The city plans to unveil a memorial statue dedicated to the battalion on Memorial Day in Castaways Park.
CAMPBELL STANDS BY BILL
Meanwhile, Campbell isn’t rescinding a bill that would cut nearly $2 million in earmarks to Berkeley, despite the city council’s reversal of a resolution that referred to a Marine Corps recruitment center in the city as “uninvited and unwelcome intruders.”
The original resolution encouraged “all people to avoid cooperation with the Marine Corps recruiting station,” and applauded those who “may volunteer to impede, passively or actively, by nonviolent means, the work of any military recruiting office located in the city of Berkeley.”
Campbell had earlier acknowledged the possibility of the council amending its position, but declined to state whether he would withhold the bill he hoped would send a message to the people and elected officials of Berkeley.
“Basically what we’re saying here is, ‘OK, if this is what you are going to do, don’t ask taxpayers from all over the country to subsidize you!’ ” Campbell said at the time.
Berkeley’s city council members reaffirmed at the meeting that they support American troops abroad and weren’t attempting to “ostracize” them, but instead sought to limit recruitment efforts on behalf of what they characterized as an “illegal” war.
While Campbell was nursing a lost voice and unavailable for comment, he did respond to questions via e-mail.
“It is absolutely ridiculous and inconsistent for the Berkeley City Council to say that somehow they support our troops in the military, while simultaneously opposing the efforts of those who want to join that very same military,” he said. “They are trying to salvage some rhetorical middle ground, and it just does not work.”
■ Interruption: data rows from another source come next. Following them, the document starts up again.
Issue #208, opened 2016-06-21
Fix link errors reported by Bikeshed


SebastianZ:
Bikeshed notes several referencial errors in the following specifications:
- [x] [CSS Color 4](https://drafts.csswg.org/css-color-4/)
- [x] [CSS Counter Styles 3](https://drafts.csswg.org/css-counter-styles-3/)
- [x] [CSS Extensions 1](https://drafts.csswg.org/css-extensions/)
- [ ] [CSS Font Loading 3](https://drafts.csswg.org/css-font-loading-3/)
- [x] [CSS Images 4](https://drafts.csswg.org/css-images-4/)
- [x] [CSS Inline Layout 3](https://drafts.csswg.org/css-inline-3/)
- [ ] [CSS Logical Properties 1](https://drafts.csswg.org/css-logical-props-1/)
- [ ] [CSS Multicol 1](https://drafts.csswg.org/css-multicol-1/)
- [ ] [CSS Multicol 2](https://drafts.csswg.org/css-multicol-2/)
- [ ] [CSS Pseudo-Elements 4](https://drafts.csswg.org/css-pseudo-4/)
- [ ] [CSS Round Display 1](https://drafts.csswg.org/css-round-display-1/)
- [ ] [CSS Scoping](https://drafts.csswg.org/css-scoping-1/)
- [ ] [CSS Scroll Snap 1](https://drafts.csswg.org/css-scroll-snap/)
- [ ] [CSS Shapes 2](https://drafts.csswg.org/css-shapes-2/)
- [ ] [CSS 2015](https://drafts.csswg.org/css-2015/)
- [ ] [CSS Step Sizing 1](https://drafts.csswg.org/css-step-sizing-1/)
- [ ] [CSS Tables 3](https://drafts.csswg.org/css-tables-3/)
- [ ] [CSS Transforms 1](https://drafts.csswg.org/css-transforms/)
- [x] [CSS User Interface 3](https://drafts.csswg.org/css-ui-3/)
- [x] [CSS User Interface 4](https://drafts.csswg.org/css-ui-4/)
- [ ] [CSS Writing Modes 3](https://drafts.csswg.org/css-writing-modes-3/)

_Note that I didn't include WG Notes, CSS Expressive Generalizations and Gadgetry 1 and the documents listed under 'Other Documents' at https://drafts.csswg.org/. If considered valuable, the section should be added there, too._

Sebastian

frivoal:
For CSS-UI-3, I get this:

[...]

PR #212, opened 2016-06-21
Fixed link errors (part of issue #208)

SebastianZ:


frivoal:
The multicol part of this patch looks good. For other specs, see with their respective editors.

SebastianZ:
Thank you for the review, Florian! Should I do something to get a review from the other spec. authors?

Sebastian

css-logical-props/Overview.bs
```diff
@@ -22,7 +22,7 @@ Introduction</h1>
   This mapping controls the interpretation of logical keywords and properties.
 
 <h2 id="logical-controls">
-Logical Directional Values: ''block-start'', ''block-end'', ''inline-start'', ''inline-end''</h2>
+Logical Directional Values: 'block-start', 'block-end', 'inline-start', 'inline-end'</h2>
```
tabatkins: These (and the next) are wrong - `'foo'` is the shorthand for property autolinks, `''foo''` is for values, and is being used correctly.

css-logical-props/Overview.bs
```diff
@@ -10,7 +10,7 @@ ED: https://drafts.csswg.org/css-logical-props/
 Editor: Rossen Atanassov, Microsoft, ratan@microsoft.com
 Editor: Elika J. Etemad / fantasai, Invited Expert, http://fantasai.inkedblade.net/contact
 Abstract: This module introduces logical properties and values that provide the author with the ability to control layout through logical, rather than physical, direction and dimension mappings. The module defines logical properties and values for the features defined in [CSS21]. These properties are writing-mode relative equivalents of their corresponding physical properties.
-Ignored Terms: div, dl, dfn
+Ignored Terms: div, dl, dfn, block-start, block-end, inline-start, inline-end, start, end
```
tabatkins: These shouldn't be ignored; they're terms that need to link up in this spec. If the definitions are broken that's something to be fixed, not ignored.

tabatkins:
I reviewed all of them. Left some comments; the rest are good.

css-logical-props/Overview.bs
SebastianZ: Ok, I've addressed this and the next comment in https://github.com/w3c/csswg-drafts/pull/212/commits/4447eecd147b717e522e717e7aa9dfe7ddac76d6.

> If the definitions are broken that's something to be fixed, not ignored.

My thought was that they are already defined in the prose. Those values affect many different properties in several specs, so I wonder how that can be defined correctly.

Sebastian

Rep. Dana Rohrabacher also ripped Berkeley.
“As the son of a Marine, I think what Berkeley has done is another example of the dimwitted, leftist mind-set that seems to germinate in the Berkeley environment,” he said via e-mail. “And the next time the country is in danger and the lives of millions of people are at stake, maybe we can call on the Berkeley City Council to defend us.”
Attempts to contact Berkeley City Council members were unsuccessful.
STATE GOP FACES MASSIVE DEBT
The Orange County Republican Party may be auctioning off a “ROMNY08” license plate on eBay this week, accessible through this site, but Wednesday’s $56 high bid won’t go far in alleviating the state party’s $3-million debt.
The problem got even worse this week when Larry Dodge, American Sterling Co.’s chief executive, wrote a letter to party Chairman Ron Nehring suggesting he may withhold a promised $3-million check the party had counted on to balance its books.
The letter, obtained by the Associated Press, criticizes Nehring as ineffectual and identifies a number of perceived shortfalls with the party.
“The registration gap [with Democrats] is widening, contributions are drying up, key posts have been left open for a year,” he said. “Immediate comprehensive action is required — the stakes are too high, the problems too deep, to do otherwise.”
Republican presidential candidates alone raked in about $1 million in the Newport-Mesa area, prompting one prominent Newport donor to express confidence the party would recover.
“We just had a tough campaign season, and there was lots of money going through here,” Inland Energy Company President Buck Johns said. “Just like any business, you have to balance the inflow and the outflow.”
“It’s a good lesson for the state party and a good lesson for Ron [Nehring],” he added. “I don’t perceive any problems in alleviating the debt.”
Johns stopped short of offering $3 million to the party himself.